• WORK INSTRUCTION
Using the entries that follow, write out the line containing "and any file", the line containing "When looking for", and every line between them, exactly and nothing else.

• RECORDS PROVIDED
PR #2351, opened 2025-09-16
Remove one unsafe and a fictitious lifetime in the interner

jneem:
I think this is a slight improvement. All lifetimes are `'static'`, which is a little less flexible than the hypothetical version using ouroborous (which could support strings with lifetime tied to the interner). But I don't think we need that flexibility.

There's one extra pointer indirection when allocating a new identifier, because the easiest way to know that the arena doesn't get deallocated (without cheating by knowing that our only usage of `Interner` is as a static) is to allocate and leak it. I can't measure any performance difference.

### DIFF
--- a/core/src/identifier.rs
+++ b/core/src/identifier.rs
@@ -287,7 +287,7 @@ mod interner {
     impl Interner {
         /// Creates an empty [Interner].
         pub(crate) fn new() -> Self {
-            Self(RwLock::new(InnerInterner::new()))
+            Self(RwLock::new(InnerInterner::empty()))
         }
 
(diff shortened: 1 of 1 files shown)


jneem:
Ok, here's another try that doesn't leak. I went with ouroboros to keep the string lifetimes more accurate, although it doesn't actually reduce the unsafety as we still need to extend the lifetimes through the locks. But since we already have it as a dependency, I thought it was ok...

yannham:
(I agree that `'this` is clearer than a phony `'static`, so I do prefer the ouroboros version as well, if only because it makes the intent clear)

PR #2353, opened 2025-09-17
Convert the yaml loader to Ast

jneem:
This PR does two things (in two commits, in case you want to review separately):
- use our own scalar-parsing code instead of saphyr's. This (1) removes our dependency on the higher-level `saphyr` crate (but not `saphyr-parser`) and (2) avoids an extra detour through `saphyr::Scalar`
- makes the yaml loading convert to `Ast` first instead of straight to `RichTerm`. This is going to be useful in the lsp.


core/src/serialize/yaml.rs
```diff
@@ -232,24 +231,95 @@ impl YamlLoader {
...
-                    )
-                })?,
-            ),
-            Scalar::String(s) => Term::Str(s.into_owned().into()),
+        // Returns Ok(Some(f)) if it succeeds, Ok(None) if the argument wasn't a float, or
+        // Err it it was a float that Nickel doesn't support (i.e. inf or nan).
+        //
+        // The motivation here is that we want an error on ".inf" instead of silently treating
+        // it as a string.
+        let parse_float = |v: &str| -> Result<Option<Term>, ParseError> {
```
yannham: Nitpick: this closure is rather non-trivial. Should it be a proper function instead? Does it capture a lot of parameters, beside `pos`? (it can still be a subfunction of the current function)

core/src/serialize/yaml.rs
```diff
@@ -232,24 +231,95 @@ impl YamlLoader {
...
+                    let f = v.parse::<f64>().ok();
+                    // unwrap: we've already checked for inf and nan
+                    Ok(f.map(|f| Term::Num(Number::try_from_float_simplest(f).unwrap())))
+                }
+                _ => Ok(None),
+            }
+        };
+
+        // Parse a YAML scalar, inferring the type from the value itself.
+        let parse = |v: Cow<'_, str>| -> Result<Term, ParseError> {
```
yannham: Ditto closure vs function

core/src/serialize/yaml.rs
```diff
@@ -232,24 +231,95 @@ impl YamlLoader {
...
+                    }
+                }
+            }
         };
+
+        let t = if style != ScalarStyle::Plain {
+            // Any quoted scalar is a string.
+            Term::Str(value.into())
+        } else if let Some(tag) = tag.map(Cow::as_ref) {
+            if tag.is_yaml_core_schema() {
```
yannham: By the way, if we switch to edition 2024 (which I did anyway on the RFC007 PR for that very reason), we have let-chains stabilized and I _believe_ we can rewrite this to avoid the duplicated `else { parse(value)? }` and the double nesting:

```suggestion
        } else if let Some(tag) = tag.map(Cow::as_ref) && tag.is_yaml_core_schema() {
```

core/src/serialize/yaml.rs
```diff
@@ -127,47 +127,48 @@ impl Node {
...
 
-    fn var(&self, anchor_id: NonZeroUsize) -> RichTerm {
-        Term::Var(self.map[&anchor_id].0.into()).into()
+    fn var(&self, anchor_id: NonZeroUsize) -> Ast<'ast> {
+        ast::Node::Var(self.map[&anchor_id].0.into()).into()
     }
 
     /// If a `RichTerm` has an anchor id, replace it with a `Term::Var`.
     ///
     /// (The original `RichTerm` will get hoisted up to the top-level recursive let block.)
```
yannham: The comments might need a pass to be updated.

core/src/serialize/yaml.rs
jneem: I tried switching to edition 2024, but it caused a bunch of errors because of the [match ergonomics changes](https://doc.rust-lang.org/nightly/edition-guide/rust-2024/match-ergonomics.html). I guess you've already fixed these in your PR, so in order to avoid merge conflicts I'll just mark this as TODO for now.

PR #2355, opened 2025-09-18
Eliminate generated ident collisions

jneem:
This changes ident generation so that idents generated with `Ident::fresh` will never clash with idents generated with `Ident::new`. I think this was the originally intended behavior, but as discussed in the now-deleted docs for `Ident::fresh`, it didn't work.

There was a problem with pattern compilation, though, which used to generate idents with `Ident::fresh`, then turn those idents into strings to pass to `%record/insert%`. These strings would get turned back into idents via `Ident::new` and then they'd no longer match the original fresh idents.

I originally tried to solve this by having a special-case `Ident::fake_fresh` that was only used in pattern compilation to revert to the old behavior. It didn't work, because pattern compilation sometimes consumes fresh identifiers coming from other places.

So this PR takes another approach, by allowing record primops to take either an ident (represented as an enum tag) or a string. I'm not sure this is the right approach, and it probably has conflicts with #2302... As discussed somewhere (I can't find it ATM) the better approach might be to revisit how pattern compilation collects its bindings.

### DIFF
--- a/parser/src/identifier.rs
+++ b/parser/src/identifier.rs
@@ -296,6 +296,8 @@ mod interner {
 
     use typed_arena::Arena;
 
+    use super::Bitmap;
+
     /// A symbol is a correspondence between an [Ident](super::Ident) and its string representation
     /// stored in the [Interner].
     #[derive(Debug, Clone, Copy, PartialEq, Eq, Hash, PartialOrd, Ord)]
@@ -372,7 +374,7 @@ mod interner {
         vec: Vec<&'this str>,
 
         /// Allows checking whether an identifier was generated.
-        generated: Vec<bool>,
+        generated: Bitmap,
     }
 
     impl InnerInterner {
@@ -382,7 +384,7 @@ mod interner {
                 Mutex::new(Arena::new()),
                 |_arena| HashMap::new(),
                 |_arena| Vec::new(),
-                Vec::new(),
+                Bitmap::default(),
             )
         }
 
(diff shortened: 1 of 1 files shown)


jneem:
As discussed in the weekly, maybe instead of having a special path for pattern compilation/idents, pattern compilation should use arrays instead of records.

There's a more general design decision about whether we should be interning as much as we do right now. Maybe not everything that's currently Ident should be interned? (Like, maybe only intern at parsing time?)

jneem:
With the latest pattern compilation changes, this still runs into issues with the fresh identifiers coming from generated contracts. I think the more thorough pattern compilation re-work is still a prerequisite for this.

jneem:
With the new pattern compilation, I think this is finally ok. I tested it by adding a panic whenever `Ident::new` is called with a string starting with `%`, and it only failed on `core/tests/integration/inputs/records/record_defs.ncl`, which explicitly creates record fields starting with `%`. So I'm pretty sure we don't have any more accidental conversions from strings to generated idents.

parser/src/identifier.rs
```diff
@@ -317,6 +370,9 @@ mod interner {
         #[borrows(arena)]
         #[covariant]
         vec: Vec<&'this str>,
+
+        /// Allows checking whether an identifier was generated.
+        generated: Vec<bool>,
```
yannham: Should we use pointer tagging :stuck_out_tongue: ? More seriously though, I'm not sure it has a measurable impact, but a vec of `bool` is represented as bytes, which means we lose 7/8th of the space. Well it means 1MB for 1M ids, which is kinda ok, but I wonder if there some easy, packed, and non-const-generic-based bitmaps that are drop-in replacement for `Vec<bool>`.

jneem: I could do a quick wrapper around `Vec<u64>`? I think it's simple enough to not be worth pulling in an external dep.

PR #2356, opened 2025-09-19
Add local configs to nls

jneem:
This adds a system of "local" configurations to nls, where you can scatter `nls.ncl` files in your directory tree to control how nls acts on certain files. The design of this hasn't been discussed at all yet, so this PR is also a little bit of a mini-RFC.

The basic idea is that your `nls.ncl` looks like

```nickel
{
  "**/shallow.ncl" = { eval_config.eval_limits.recursion_limit = 2 }
}
```

and any file matching the glob "**/shallow.ncl" will get a smaller recursion limit.

When looking for an `nls.ncl` file, each file starts in its current directory and searches up. If it finds a config file with a matching glob, it stops looking.

The main goal for this configuration system is to make it possible to specify nickel contracts to apply to non-nickel files, but I separated it out into its own PR so that we could discuss the design.


yannham:
I'm curious about prior art on the subject. I vaguely remember PHP having some kind of LSP config file. Maybe some other languages have had the same requirements of providing the LSP with more context in order to do a better job.

jneem:
I had a look around, and found a little bit of prior art:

• OUTPUT
and any file matching the glob "**/shallow.ncl" will get a smaller recursion limit.

When looking for an `nls.ncl` file, each file starts in its current directory and searches up. If it finds a config file with a matching glob, it stops looking.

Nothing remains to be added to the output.